Furthermore 4 it can be seen that the rotor device 5 has a rotor 12 and a rotor carrier 13 which are non-rotatably connected to one another.

Seen in the radial direction Y, the rotor 12 is arranged on the outside of the rotor carrier 13, and the rotor carrier 13 has, seen in the radial direction Y, a bearing mount 14 for a bearing 15 on the inside. The bearing mount 14 can absorb forces from the rotor device 5 and together ensure the rotation of the rotor device 5 with a bearing 15 . In addition, the rotor device 5 has - as mentioned - a bearing 15 which is arranged on the bearing mount 14 of the rotor carrier 13 .

The rotor device 5 also has a connecting part 16 which is designed for connection to a crankshaft 101 of an internal combustion engine 100 .

The connecting part 16 has on its outside, viewed outwards in the radial direction Y, or on its radial outside, a plurality of internal threads 17 for connection to a crankshaft 101 of an internal combustion engine 100 .

Furthermore, the connecting part 16 has on its inner side, viewed inward in the radial direction Y, or on its radial inner side, a plurality of passages 18 for frictional and/or positive connection with a hub unit 19 of the rotor device 5. The connecting part 16 has a shape reminiscent of a soup plate.

Furthermore shows 4 that the rotor device 5 comprises a hub unit 19 to which the rotor carrier 13 of the rotor device 5 is fixed in a rotationally fixed manner, which is designed for the rotationally fixed arrangement of a rotor 12 of the rotor device 5 .

In addition, the connecting part 16 of the rotor device 5 is fixed against rotation on the hub unit 19 mounted, which is designed for connection to a crankshaft 101.

The hub unit 19 has a sealing surface 20 for the radial shaft seal 7 of the sealing device 6, the sealing surface 20 being arranged between the rotor carrier 13 and the connecting part 16.

The sealing surface 20 is formed by a shoulder 21 of the hub unit 19 against which the rotor carrier 13 rests on one side and the connecting part 16 rests on the other side. A crankshaft 101 of an internal combustion engine 100 can thus be connected to the rotor carrier 13 via the connecting part 16 and via the hub unit 19 .

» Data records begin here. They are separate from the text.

PR #222, opened 2026-05-19
s3: add user_agent_extra configuration parameter

aiven-marko-rauhamaa:
Allow callers to inject a custom User-Agent suffix into the botocore session used by S3Transfer.

The motivation is AWS PRM attribution (ticket IP-876), but the Rohmu feature is generic and backward-compatible.

### DIFF
--- a/rohmu/object_storage/s3.py
+++ b/rohmu/object_storage/s3.py
@@ -137,6 +137,7 @@ class S3Transfer(BaseTransfer[Config]):
         statsd_info: Optional[StatsdConfig] = None,
         ensure_object_store_available: bool = True,
         min_multipart_chunk_size: Optional[int] = None,
+        user_agent_extra: Optional[str] = None,
     ) -> None:
         super().__init__(
             prefix=prefix,
@@ -161,6 +162,7 @@ class S3Transfer(BaseTransfer[Config]):
         self.use_dualstack_endpoint = use_dualstack_endpoint
         self.default_multipart_chunk_size = max(segment_size, min_multipart_chunk_size or 0)
         self.encrypted = encrypted
+        self.user_agent_extra = user_agent_extra
         self.s3_client: Optional[S3Client] = None
         self.location = ""
         if not self.host or not self.port:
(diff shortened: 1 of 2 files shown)


rohmu/object_storage/s3.py
```diff
@@ -217,6 +219,7 @@ def get_client(self) -> S3Client:
                 if self.use_dualstack_endpoint is True:
                     custom_config["use_dualstack_endpoint"] = True
                 with self._get_session() as session:
+                    session.user_agent_extra = self.user_agent_extra or ""
```
heikju: I think in a `S3Transfer` object we only construct a single `botocore.Session` instance, and only a single client, so this could be done in a single place in `_get_client()` inside the lock I think, because this is essentially part of session object construction, it's just not a constructor arg for some reason.

heikju (dismissed):
I would prefer constructing the session completely in a single place, especially since it seems to be protected by a lock.

rohmu/object_storage/s3.py
aiven-marko-rauhamaa: The singleton session object is independent of `self` (the transfer object). It is not obvious that the same `user_agent_extra` setting can be applied unconditionally to all API requests. That's why it is applied locally here.

heikju: Is there a guarantee then that modifying the globally shared session only has effect on the particular client you intend it to have effect on, instead of all or some of them if multiple S3Transfer instances are created and used in parallel? I had a look at botocore.Session implementation but it's really not obvious to me here.

aiven-marko-rauhamaa: It would have probably been ok, but now I look more closely, the proper place for the extra info is inside `config`. I've updated the PR accordingly and taken this change back to draft until I've tested it.

heikju: If there happens to be a good way to clearly set this per connection only, then that would be preferable. And if it turns out there isn't, then we can always think about if our use cases would be fulfilled with a single global session level setting that affects all clients.

aiven-marko-rauhamaa: The manual tests indicate it's working. I have made it reviewable again.

heikju (approved):
If configuring user-agent per client like this works without touching the global shared session, then good enough for me.

giacomo-alzetta-aiven (approved):
LGTM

Paragraph 21 of the hub unit 19 has according 4 a plurality of through bores 22, in each of which a rivet N is arranged, which connects the hub unit 19 and the connecting part 16 of the rotor device 5 to one another in a rotationally fixed manner. Here, the shoulder 21 seen in the radial direction Y jumps outwards. In this way, a sealing surface 20 formed thereon can be easily manufactured.

As in 4 also shown, the hub unit 19 also has a toothing 23, in which the rotor carrier 13 engages with corresponding counter-toothing 23. Toothing 23 and counter-toothing 23 are formed without play.

To put it more precisely, the hub unit 19 together with the rotor carrier 13 has a shaft-hub connection, with the aid of which a non-rotatable connection between the hub unit 19 and the rotor carrier 13 is ensured.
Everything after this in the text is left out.